» RECORDED DATA
* * *

PR #2057, opened 2021-05-06
Add FEMlium to firedrake apps

francesco-ballarin:
Hi,

@dham on slack suggested to add [FEMlium](https://femlium.github.io/) among the apps installable with `firedrake-install --install femlium`.

I have tested myself this change running `firedrake-install` on a `firedrakeproject/firedrake-env` docker image.

Do you want me to change `Jenkinsfile` and `tests/regression/test_import_applications.py` too, in a similar way to what was done in #1751?

### DIFF
--- a/scripts/firedrake-install
+++ b/scripts/firedrake-install
@@ -35,6 +35,8 @@ firedrake_apps = {
                 "git+ssh://github.com/icepack/icepack.git#egg=icepack"),
     "irksome": ("""Implicit Runge-Kutta methods. https://github.com/firedrakeproject/Irksome/""",
                 "git+ssh://github.com/firedrakeproject/Irksome.git#egg=Irksome"),
+    "femlium": ("""Interactive visualization of finite element simulations on geographic maps with folium. https://femlium.github.io/""",
+                "git+ssh://github.com/FEMlium/FEMlium.git@main#egg=FEMlium"),
 }
 
 
--- a/Jenkinsfile
+++ b/Jenkinsfile
@@ -40,7 +40,7 @@ pipeline {
               sh 'mkdir tmp'
               dir('tmp') {
                 timestamps {
-                  sh '../scripts/firedrake-install $COMPLEX --tinyasm --disable-ssh --minimal-petsc --slepc --documentation-dependencies --install thetis --install gusto --install icepack --install irksome --no-package-manager || (cat firedrake-install.log && /bin/false)'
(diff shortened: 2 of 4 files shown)


scripts/firedrake-install
```diff
@@ -35,6 +35,9 @@ firedrake_apps = {
                 "git+ssh://github.com/icepack/icepack.git#egg=icepack"),
     "irksome": ("""Implicit Runge-Kutta methods. https://github.com/firedrakeproject/Irksome/""",
                 "git+ssh://github.com/firedrakeproject/Irksome.git#egg=Irksome"),
+    "femlium": ("""Interactive visualization of finite element simulations on geographic maps with folium.
+                   https://github.com/FEMlium/FEMlium/""",
```
wence-, line 39: I think that this will result in a big space in the `--help` output, can you check? Also, since you have this lovely documentation, perhaps point at femlium.github.io rather than the source page?

wence-:
> Do you want me to change Jenkinsfile and tests/regression/test_import_applications.py

Yes please.

scripts/firedrake-install
francesco-ballarin: Thanks, I fixed that. I did that because I thought there were pep8 checks on the line length.

francesco-ballarin:
> Do you want me to change Jenkinsfile and tests/regression/test_import_applications.py

I have done that now.

scripts/firedrake-install
wence-: Ah, we are a bit loose with line length restrictions. For future reference if you want one long string but to break it over multiple lines, then the python parse concatenates successive strings so you can write:

```python
string = ("abc "
          "def")
assert string == "abc def"
```

francesco-ballarin:
I am not sure if I changed the right file for jenkins. I did change it, but in the pipeline I still see
`../scripts/firedrake-install $COMPLEX --tinyasm --disable-ssh --minimal-petsc --slepc --documentation-dependencies --install thetis --install gusto --install icepack --install irksome --no-package-manager || (cat firedrake-install.log && /bin/false)`


Furthermore, should a similar `--install` option be added in `docker/Dockerfile.firedrake`? (irksome seems to be missing there, actually)

wence-:
> I did change it, but in the pipeline I still see

I think this is because we don't trust changes to the Jenkinsfile from a fork. I will check this works locally and then merge.

wence-:
Thanks very much!

PR #2058, opened 2021-05-07
WIP: Make Firedrake's configuration more forgiving

connorjward:
@JDBetteridge please review. I'll leave comments where things aren't clear/need a decision on.


firedrake/__init__.py
```diff
@@ -1,19 +1,4 @@
...
-       or os.environ["PETSC_ARCH"] != "default":
-        raise ImportError("PETSC_DIR is set, but you did not install with --honour-petsc-dir.\n"
-                          "Please unset PETSC_DIR (and PETSC_ARCH) before using Firedrake.")
-elif "PETSC_DIR" not in os.environ and config["options"]["honour_petsc_dir"]:
-    raise ImportError("Firedrake was installed with --honour-petsc-dir, but PETSC_DIR is not set.\n"
-                      "Please set PETSC_DIR (and PETSC_ARCH) before using Firedrake.")
-elif not config["options"]["honour_petsc_dir"]:  # Using our own PETSC.
-    os.environ["PETSC_DIR"] = os.path.join(sys.prefix, "src", "petsc")
-    os.environ["PETSC_ARCH"] = "default"
-del os, sys, config
```
connorjward, line 16: We don't use these variables anywhere. Also they only matter when we build petsc4py. At runtime this stuff is fixed.

firedrake/paraview_reordering.py
```diff
@@ -17,27 +17,30 @@
...
-mod = loader.load_module(moduleName)
-
-vtkLagrangeTetra = mod.vtkLagrangeTetra
-vtkLagrangeHexahedron = mod.vtkLagrangeHexahedron
-vtkLagrangeTriangle = mod.vtkLagrangeTriangle
-vtkLagrangeQuadrilateral = mod.vtkLagrangeQuadrilateral
-vtkLagrangeWedge = mod.vtkLagrangeWedge
-
-paraviewUsesVTK8 = True
+try:
```
connorjward, line 20: Installing VTK in Spack is a pain. I can't get it to work without installing LLVM which takes a VERY long time. Maybe we could have our own minimal package? Either that or make it a Spack `variant`.

Obviously what I've done here is nonsense.

firedrake/slate/slac/compiler.py
```diff
@@ -59,13 +59,12 @@
 BLASLAPACK_INCLUDE = None
 if not complex_mode:
     if COMM_WORLD.rank == 0:
-        petsc_variables = get_petsc_variables()
-        EIGEN_INCLUDE_DIR = petsc_variables.get("EIGEN_INCLUDE")
+        EIGEN_INCLUDE_DIR = get_eigen_include_dir()
```
connorjward, line 62: This is needed because Eigen doesn't have to be linked to PETSc during install so this variable doesn't actually show up in `petscvariables`. In the Spack install I put this variable in `config["libraries"]["EIGEN_INCLUDE_DIR"]`.

setup.py
```diff
@@ -22,6 +22,10 @@
 
 
 def get_petsc_dir():
+    config = petsc4py.get_config()
+    petsc_dir = config["PETSC_DIR"]
+    petsc_arch = config["PETSC_ARCH"]
+    return (petsc_dir, path.join(petsc_dir, petsc_arch))
```
connorjward, line 28: This function is a bit redundant because `PETSC_DIR` and `PETSC_ARCH` are stored by petsc4py.

firedrake/paraview_reordering.py
wence-: report a bug to spack, this seems like a problem at their end.

firedrake/__init__.py
connorjward: I see. I'll find a more graceful way to get Firedrake import working without removing this then.

wence-: Sometimes `git annotate` provides useful context, in this case the relevant commit was 
fdccc0f7622568aac7391037cc32c88e34556ec8

setup.py
```diff
@@ -70,8 +74,8 @@ def get_petsc_dir():
                         libraries=libs,
                         extra_link_args=link_args,
                         cython_compile_time_env=cython_compile_time_env) for (ext, libs) in cythonfiles]
-if 'CC' not in env:
-    env['CC'] = "mpicc"
+# if 'CC' not in env:
```
JDBetteridge, line 77: Probably just remove these lines, rather than comment out

connorjward:
Closing as replaced by #2092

* * *

» TO DO
Report how many lines in the listing include the word "there". Give nothing but the count.

» EXPECTED ANSWER
2